Exercise description: Find and copy every line in the records that includes the string "rules".

Given information:
PR #5065, opened 2026-05-26
pkg/crdutils: validate XValidation CEL rules in standalone

mtardy:
Previously, XValidation rules added in the CRDs were only checked from the k8s API server, this addition now run them in standalone (i.e. when passing a policy via --tracing-policy, or through the gRPC API for example).

```release-note
Fixed XValidation CEL rules not being enforced when loading tracing policies in standalone mode outside Kubernetes.
```

### DIFF
--- a/pkg/crdutils/crdutils.go
+++ b/pkg/crdutils/crdutils.go
@@ -9,6 +9,7 @@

Solution to this problem:
pkg/crdutils: validate XValidation CEL rules in standalone
Previously, XValidation rules added in the CRDs were only checked from the k8s API server, this addition now run them in standalone (i.e. when passing a policy via --tracing-policy, or through the gRPC API for example).
Fixed XValidation CEL rules not being enforced when loading tracing policies in standalone mode outside Kubernetes.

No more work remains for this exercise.